» **Exercise instructions**
The records below should be printed once more, exactly as they appear.

» **Source records**
PR #240, opened 2025-08-21
Fix AttributeError on exception with field `source`

kimjh12:
trying to fix below error, which happens if the handler raises an custom exception with `source` field inside

```
            locations: list[SourceLocation] | None = [
>               source.get_location(pos) for pos in positions
                ^^^^^^^^^^^^^^^^^^^
            ]
E           AttributeError: 'str' object has no attribute 'get_location'

.tox/py312/lib/python3.12/site-packages/graphql/error/graphql_error.py:161: AttributeError
```

### DIFF
--- a/src/graphql/error/located_error.py
+++ b/src/graphql/error/located_error.py
@@ -6,6 +6,7 @@ from contextlib import suppress
 from typing import TYPE_CHECKING, Collection
 
 from ..pyutils import inspect
+from ..language.source import is_source, Source
 from .graphql_error import GraphQLError
 
 if TYPE_CHECKING:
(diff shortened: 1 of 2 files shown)


Cito:
Thank you @kimjh12.

Some questions to help me understand this better:

- Can you see which code created the GraphQLError with source which was a str object? Was it your own code?
- Would it make sense to set source=Source(source) if isinstance(source, str) else None?
- Wouldn't it be better to put the test in `test_located_error`?

Cito:
Hi @kimjh12 I am planning to do some maintenance on GraphQL-core next week, so I'd appreciate your feedback to fix this properly.

kimjh12:
> * Can you see which code created the GraphQLError with source which was a str object? Was it your own code?

Yes, the issue was with my team's code. I updated the diff, thanks

Cito (approved):

Issue #166, opened 2022-04-03
Proposal: replace asyncio with anyio


valgarf:
Yesterday I added the pull request #165 to start a discussion on supporting the trio ecosystem, preferably using anyio. @Cito invited me to create an issue as a place for discussing the implications of such a step. 

**I hope to get some feedback from you wether you think supporting trio in graphql-core is a good idea.** My reasoning and approach for the pull request is outlined below

# The basics

## What is structured concurrency and trio?

This is best answered by the trio project, I can recommend reading their [documentation](https://trio.readthedocs.io/en/stable/), especially their [design principles](https://trio.readthedocs.io/en/stable/design.html). There are also a few blog posts that shed light on the reasoning behind trio, e.g. [structured concurrency](https://vorpus.org/blog/notes-on-structured-concurrency-or-go-statement-considered-harmful/) and [cancellation](https://vorpus.org/blog/timeouts-and-cancellation-for-humans/).

Basically, trio implements an event loop for asynchronous code execution, just like the asyncio standard library. However, there are some important differences. The following two have probably the most impact:

1.) You cannot start async tasks whenever you want. All tasks have a parent, if you want to start multiple coroutines, you need a `Nursery`. The nursery guarantees that all tasks are done when exiting its scope. This makes it much easier to reason about async code: If you await an async function, there will be no background tasks running when the function returns. Only exception: passing in a nursery explicitely to start the tasks. Then the tasks may run until the end of the nursery scope.

2.) Level-based cancellation. Cancellation is done via scopes. Once a scope is cancelled, all its children scopes are cancelled as well. It also stays cancelled: After cancellation, any checkpoint (see trio docs for details, basically any call into trio like `trio.sleep`) raises `Cancelled`. This makes it easier to get cancellation right. Asyncio only ever sends one `CancelledError`. It is often caught with good intentions but not raised again in some circumstances. 

These two changes alone make it much easier to write correct asynchronous code.

## What is anyio?

The [anyio project](https://anyio.readthedocs.io/en/stable/) Allows to use the same structured concurrency and cancellation behavior as trio (trio's `Nursery` is a `TaskGroup`, etc.). However, it can run on two different backends: trio and standard asyncio.

This makes anyio ideal for two use cases: 
  1.) Iteratively replacing asyncio code with anyio code. At any point the code should still work, even if only partially replaced. 
  2.) Writing libraries that support trio and asyncio

# Why support trio in graphql-core?

[...]

PR #242, opened 2025-09-15
Use AnyIO instead of pytest-asyncio for running async tests

agronholm:
This is the first step to implement #166.


agronholm:
The linting failure is not due to my changes, it exists in `main` already.

Cito:
Thanks for the contribution, @agronholm. Will review later. Never mind any linting issues, will fix them.

Cito (approved):
Looks good, thank you.

Will remove pytest-asyncio from pyproject.toml after merging.

agronholm:
> Looks good, thank you.
> 
> Will fix the mypy error and remove pytest-asyncio from pyproject.toml after merging.

Ah, not removing it from `pyproject.toml` was an oversight on my part. Have you considered using standard dependency groups? Tox supports them, allowing you to reduce duplication in the dependency specifications.

Cito:
> Have you considered using standard dependency groups? Tox supports them

I'm actually defining them, but not using them in tox. Might improve that, good idea. Wanted to improve the dependency management anyway, probably switching from poetry to uv.

agronholm:
> > Have you considered using standard dependency groups? Tox supports them
> 
> I'm actually defining them, but not using them in tox. Might improve that, good idea. Wanted to improve the dependency management anyway, probably switching from poetry to uv.

You have dependency groups but they're using the Poetry specific syntax. Recent releases of Poetry should support the standard syntax under the `dependency-groups` key.

Cito:
Thanks, made a note to change that. But as already mentioned, might completely move away from Poetry anyway.

Cito:
@agronholm The project is now standard dependency groups, and uv instead of poetry, resulting in less duplication and more speed. Thanks for pushing me.

PR #245, opened 2025-10-24
fix: don't loose extensions of enum values when sorting schemas

erikwrede:
When sorting a schema lexicographically, the enum values lost their extensions.


Cito (approved):

Cito:
Thank you @erikwrede

Cito:
Actually input values and the schema itself had the same problem, fixed that already, and backported it as well.

erikwrede:
@Cito still meant to check for that, great you found it first :) thanks for the quick merge

Cito:
Just for the records: We overlooked that the same problem existed for the deprecation reason and out name, but this has been fixed now as well with #264.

» **Result of the exercise**
PR #240, opened 2025-08-21
Fix AttributeError on exception with field `source`

kimjh12:
trying to fix below error, which happens if the handler raises an custom exception with `source` field inside

```
            locations: list[SourceLocation] | None = [
>               source.get_location(pos) for pos in positions
                ^^^^^^^^^^^^^^^^^^^
            ]
E           AttributeError: 'str' object has no attribute 'get_location'

.tox/py312/lib/python3.12/site-packages/graphql/error/graphql_error.py:161: AttributeError
```

### DIFF
--- a/src/graphql/error/located_error.py
+++ b/src/graphql/error/located_error.py
@@ -6,6 +6,7 @@ from contextlib import suppress
 from typing import TYPE_CHECKING, Collection
 
 from ..pyutils import inspect
+from ..language.source import is_source, Source
 from .graphql_error import GraphQLError
 
 if TYPE_CHECKING:
(diff shortened: 1 of 2 files shown)


Cito:
Thank you @kimjh12.

Some questions to help me understand this better:

- Can you see which code created the GraphQLError with source which was a str object? Was it your own code?
- Would it make sense to set source=Source(source) if isinstance(source, str) else None?
- Wouldn't it be better to put the test in `test_located_error`?

Cito:
Hi @kimjh12 I am planning to do some maintenance on GraphQL-core next week, so I'd appreciate your feedback to fix this properly.

kimjh12:
> * Can you see which code created the GraphQLError with source which was a str object? Was it your own code?

Yes, the issue was with my team's code. I updated the diff, thanks

Cito (approved):

Issue #166, opened 2022-04-03
Proposal: replace asyncio with anyio


valgarf:
Yesterday I added the pull request #165 to start a discussion on supporting the trio ecosystem, preferably using anyio. @Cito invited me to create an issue as a place for discussing the implications of such a step. 

**I hope to get some feedback from you wether you think supporting trio in graphql-core is a good idea.** My reasoning and approach for the pull request is outlined below

# The basics

## What is structured concurrency and trio?

This is best answered by the trio project, I can recommend reading their [documentation](https://trio.readthedocs.io/en/stable/), especially their [design principles](https://trio.readthedocs.io/en/stable/design.html). There are also a few blog posts that shed light on the reasoning behind trio, e.g. [structured concurrency](https://vorpus.org/blog/notes-on-structured-concurrency-or-go-statement-considered-harmful/) and [cancellation](https://vorpus.org/blog/timeouts-and-cancellation-for-humans/).

Basically, trio implements an event loop for asynchronous code execution, just like the asyncio standard library. However, there are some important differences. The following two have probably the most impact:

1.) You cannot start async tasks whenever you want. All tasks have a parent, if you want to start multiple coroutines, you need a `Nursery`. The nursery guarantees that all tasks are done when exiting its scope. This makes it much easier to reason about async code: If you await an async function, there will be no background tasks running when the function returns. Only exception: passing in a nursery explicitely to start the tasks. Then the tasks may run until the end of the nursery scope.

2.) Level-based cancellation. Cancellation is done via scopes. Once a scope is cancelled, all its children scopes are cancelled as well. It also stays cancelled: After cancellation, any checkpoint (see trio docs for details, basically any call into trio like `trio.sleep`) raises `Cancelled`. This makes it easier to get cancellation right. Asyncio only ever sends one `CancelledError`. It is often caught with good intentions but not raised again in some circumstances. 

These two changes alone make it much easier to write correct asynchronous code.

## What is anyio?

The [anyio project](https://anyio.readthedocs.io/en/stable/) Allows to use the same structured concurrency and cancellation behavior as trio (trio's `Nursery` is a `TaskGroup`, etc.). However, it can run on two different backends: trio and standard asyncio.

This makes anyio ideal for two use cases: 
  1.) Iteratively replacing asyncio code with anyio code. At any point the code should still work, even if only partially replaced. 
  2.) Writing libraries that support trio and asyncio

# Why support trio in graphql-core?

[...]

PR #242, opened 2025-09-15
Use AnyIO instead of pytest-asyncio for running async tests

agronholm:
This is the first step to implement #166.


agronholm:
The linting failure is not due to my changes, it exists in `main` already.

Cito:
Thanks for the contribution, @agronholm. Will review later. Never mind any linting issues, will fix them.

Cito (approved):
Looks good, thank you.

Will remove pytest-asyncio from pyproject.toml after merging.

agronholm:
> Looks good, thank you.
> 
> Will fix the mypy error and remove pytest-asyncio from pyproject.toml after merging.

Ah, not removing it from `pyproject.toml` was an oversight on my part. Have you considered using standard dependency groups? Tox supports them, allowing you to reduce duplication in the dependency specifications.

Cito:
> Have you considered using standard dependency groups? Tox supports them

I'm actually defining them, but not using them in tox. Might improve that, good idea. Wanted to improve the dependency management anyway, probably switching from poetry to uv.

agronholm:
> > Have you considered using standard dependency groups? Tox supports them
> 
> I'm actually defining them, but not using them in tox. Might improve that, good idea. Wanted to improve the dependency management anyway, probably switching from poetry to uv.

You have dependency groups but they're using the Poetry specific syntax. Recent releases of Poetry should support the standard syntax under the `dependency-groups` key.

Cito:
Thanks, made a note to change that. But as already mentioned, might completely move away from Poetry anyway.

Cito:
@agronholm The project is now standard dependency groups, and uv instead of poetry, resulting in less duplication and more speed. Thanks for pushing me.

PR #245, opened 2025-10-24
fix: don't loose extensions of enum values when sorting schemas

erikwrede:
When sorting a schema lexicographically, the enum values lost their extensions.


Cito (approved):

Cito:
Thank you @erikwrede

Cito:
Actually input values and the schema itself had the same problem, fixed that already, and backported it as well.

erikwrede:
@Cito still meant to check for that, great you found it first :) thanks for the quick merge

Cito:
Just for the records: We overlooked that the same problem existed for the deprecation reason and out name, but this has been fixed now as well with #264.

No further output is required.